→ ASSIGNMENT
Please return each record exactly, leaving nothing out.

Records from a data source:
PR #951, opened 2021-11-18
Update typing-extensions README

JelleZijlstra:
- Add an explicit inclusion policy: new stuff can go in here as soon as there is a PEP
- Remove obsolete discussion of the typing PyPI package
- Organize the list of contents by Python version, so it's easier to find the interesting bits. Maybe we should deprecate the stuff that was new in 3.5/3.6 at some point.

### DIFF
--- a/typing_extensions/README.rst
+++ b/typing_extensions/README.rst
@@ -9,15 +9,19 @@ Typing Extensions
 Overview
 ========
 
-The ``typing_extensions`` module contains both backports of ``typing`` features
-as well as experimental types that will eventually be added to the ``typing``
-module, such as ``Protocol`` (see PEP 544 for details about protocols and
-static duck typing) or ``TypedDict`` (see PEP 589).
+The ``typing_extensions`` module serves two related purposes:
 
-Users of other Python versions should continue to install and use
-the ``typing`` module from PyPi instead of using this one unless
-specifically writing code that must be compatible with multiple Python
-versions or requires experimental types.
+- Enable use of new type system features on older Python versions. For example,
+  ``typing.TypeGuard`` is new in Python 3.10, but ``typing_extensions`` allows
+  users on Python 3.6 through 3.9 to use it too.
+- Enable experimentation with new type system PEPs before they are accepted and
+  added to the ``typing`` module.
+  
+New features may be added to ``typing_extensions`` as soon as they are specified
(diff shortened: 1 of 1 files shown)


typing_extensions/README.rst
```diff
@@ -31,49 +35,62 @@ Included items
...
+  - ``runtime_checkable`` (see PEP 544)
+  - ``TypedDict`` (see PEP 589)
+  - ``get_origin`` (``typing_extensions`` provides this function only in Python 3.7+)
+  - ``get_args`` (``typing_extensions`` provides this function only in Python 3.7+)
+
+- In ``typing`` since Python 3.7
+
+  - ``OrderedDict``
+
+- In ``typing`` since Python 3.5 or 3.6 (see `the typing documentation
```
JelleZijlstra, line 72: Separating out 3.5 and 3.6 is hard because things were added in patch releases (for example, ChainMap was new in 3.5.4 and 3.6.1). Listing out all the details about that doesn't seem useful.

hauntsaninja (approved):

typing_extensions/README.rst
```diff
@@ -9,15 +9,19 @@ Typing Extensions
...
+  ``typing.TypeGuard`` is new in Python 3.10, but ``typing_extensions`` allows
+  users on Python 3.6 through 3.9 to use it too.
+- Enable experimentation with new type system PEPs before they are accepted and
+  added to the ``typing`` module.
+  
+New features may be added to ``typing_extensions`` as soon as they are specified
+in a PEP that has been added to the `python/peps <https://github.com/python/peps>`_
+repository. If the PEP is accepted, the feature will then be added to ``typing``
+for the next CPython release. No typing PEP has been rejected so far, so we
+haven't yet figured out how to deal with that possibility.
```
hauntsaninja, line 24: lol

srittau: Maybe we'll remove it in the next major version. But I have no strong feelings regarding this.

typing_extensions/README.rst
srittau: Especially since we don't support 3.5 anymore.

srittau (approved):

typing_extensions/README.rst
JelleZijlstra: That makes sense to me too, but we can figure that out when we get to it.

→ REPLY TO THE EXERCISE
PR #951, opened 2021-11-18
Update typing-extensions README

JelleZijlstra:
- Add an explicit inclusion policy: new stuff can go in here as soon as there is a PEP
- Remove obsolete discussion of the typing PyPI package
- Organize the list of contents by Python version, so it's easier to find the interesting bits. Maybe we should deprecate the stuff that was new in 3.5/3.6 at some point.

### DIFF
--- a/typing_extensions/README.rst
+++ b/typing_extensions/README.rst
@@ -9,15 +9,19 @@ Typing Extensions
 Overview
 ========
 
-The ``typing_extensions`` module contains both backports of ``typing`` features
-as well as experimental types that will eventually be added to the ``typing``
-module, such as ``Protocol`` (see PEP 544 for details about protocols and
-static duck typing) or ``TypedDict`` (see PEP 589).
+The ``typing_extensions`` module serves two related purposes:
 
-Users of other Python versions should continue to install and use
-the ``typing`` module from PyPi instead of using this one unless
-specifically writing code that must be compatible with multiple Python
-versions or requires experimental types.
+- Enable use of new type system features on older Python versions. For example,
+  ``typing.TypeGuard`` is new in Python 3.10, but ``typing_extensions`` allows
+  users on Python 3.6 through 3.9 to use it too.
+- Enable experimentation with new type system PEPs before they are accepted and
+  added to the ``typing`` module.
+  
+New features may be added to ``typing_extensions`` as soon as they are specified
(diff shortened: 1 of 1 files shown)


typing_extensions/README.rst
```diff
@@ -31,49 +35,62 @@ Included items
...
+  - ``runtime_checkable`` (see PEP 544)
+  - ``TypedDict`` (see PEP 589)
+  - ``get_origin`` (``typing_extensions`` provides this function only in Python 3.7+)
+  - ``get_args`` (``typing_extensions`` provides this function only in Python 3.7+)
+
+- In ``typing`` since Python 3.7
+
+  - ``OrderedDict``
+
+- In ``typing`` since Python 3.5 or 3.6 (see `the typing documentation
```
JelleZijlstra, line 72: Separating out 3.5 and 3.6 is hard because things were added in patch releases (for example, ChainMap was new in 3.5.4 and 3.6.1). Listing out all the details about that doesn't seem useful.

hauntsaninja (approved):

typing_extensions/README.rst
```diff
@@ -9,15 +9,19 @@ Typing Extensions
...
+  ``typing.TypeGuard`` is new in Python 3.10, but ``typing_extensions`` allows
+  users on Python 3.6 through 3.9 to use it too.
+- Enable experimentation with new type system PEPs before they are accepted and
+  added to the ``typing`` module.
+  
+New features may be added to ``typing_extensions`` as soon as they are specified
+in a PEP that has been added to the `python/peps <https://github.com/python/peps>`_
+repository. If the PEP is accepted, the feature will then be added to ``typing``
+for the next CPython release. No typing PEP has been rejected so far, so we
+haven't yet figured out how to deal with that possibility.
```
hauntsaninja, line 24: lol

srittau: Maybe we'll remove it in the next major version. But I have no strong feelings regarding this.

typing_extensions/README.rst
srittau: Especially since we don't support 3.5 anymore.

srittau (approved):

typing_extensions/README.rst
JelleZijlstra: That makes sense to me too, but we can figure that out when we get to it.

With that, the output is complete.